Several architectures have been proposed which process Smart City data in the cloud [4]. Related to the application case discussed herein, in [29], an adaptive architecture to discover the topology of a distributed multi-camera system is presented. Mitton et al. [5] proposes a general cloud-based architecture for distributed sensor systems in the Smart City.

Edge and fog computing techniques have been considered to effectively reduce the load generated to the central communication and computation infrastructure [6, 7, 30, 31]. However, the solutions explored so far solely focus on data processing, without an in-depth analysis of information acquisition, representation, and transportation solutions needed to increase efficiency and achieve a sustainable technology.

Another line of work [32, 33] aims to reduce the latency of uploading data to the cloud, by partitioning computation tasks between mobile sensors and the cloud for personal mobile devices. Odessa [32] supports interactive perception applications by dynamically offloading parts of computation tasks from mobile devices to the cloud. A recent system Gabriel [33] targets a similar class of augmented reality applications based on a cloudlet architecture, which comprises computation devices located at the edge of network to reduce network latency.

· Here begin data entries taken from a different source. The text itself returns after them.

PR #21115, opened 2021-06-03
dev-libs/zfp: initial import

Alessandro-Barbieri:


Alessandro-Barbieri:
@waebbl I can hand over the ebuild to you if it can speedup things

waebbl:
I doubt it will speed up anything. I don't have merge permission either. Just wait until a dev picks up on it. It can take considerable time, until this happens, so just be patient. There's no need whatsoever to pressure on it. In fact, experience tells, that pressuring too much, often leads to the opposite effect.

juippis:
@waebbl what do you feel about this, is this still necessary? Wasn't vtk fixed so it won't care about zfp anymore even if it is installed?

In other words, is there **any** worth having this in Gentoo? If you agree there is, then let's push it.

waebbl:
@juippis the zfp library support in vtk is currently disabled. Yet it is available and could probably be used. I never had a chance to test whether it will build against an external zfp, but in theory it should, as it's location in the ThirdParty subdir tells. There are only a very few libraries which need special actions to work, like the libharu library.

Vtk (the ebuild) was fixed to not care about it, yes. But this was due to the fact, that we didn't had the library in the tree. From my understanding from old vtk-{6,7,8} ebuild comments is, that the goal was to get as much of the third party libraries being external. From this POV i'd say it would be worth having it (provided vtk builds with the external library).

waebbl:
vtk-9 still supports zfp, see https://gitlab.kitware.com/vtk/vtk/-/tree/master/ThirdParty/zfp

Sensor selection in microscale sensor networks, e.g., see [34], and in-network compression, e.g., [35], have been the focus of intense work. However, we contend that these approaches do not directly apply to the urban IoT scenario. Although these works provide solid theoretical and system design basis, the involved multisystem, multiscale urban IoT architecture requires significant conceptual and practical advancements.

5 Conclusions

In this chapter, we proposed a novel architecture supporting urban IoT operations based on our prior results and experimental experience. One of the main contributions is the notion that the information acquisition, networking, and computation logical components of the urban IoT should be interconnected and conjointly operate to make city-wide applications feasible. The proposed architecture, then, is based on a notion of intelligence that pervades all the layers and devices operating in the urban IoT and uses edge computing as a key element to bridge the local fine-time scale of sensors to the coarser topological and temporal operations of the cloud. We introduced the notion of context and computation-aware data selection and compression to maximize the efficiency of the communicated data for specific applications and processing tasks. We introduced the concept of content-aware networking protocols that tune channel access and transmission based on the representation and relevance of the data travelling over the network. Finally, we argued that the presented layered architecture will facilitate information search and improve its availability.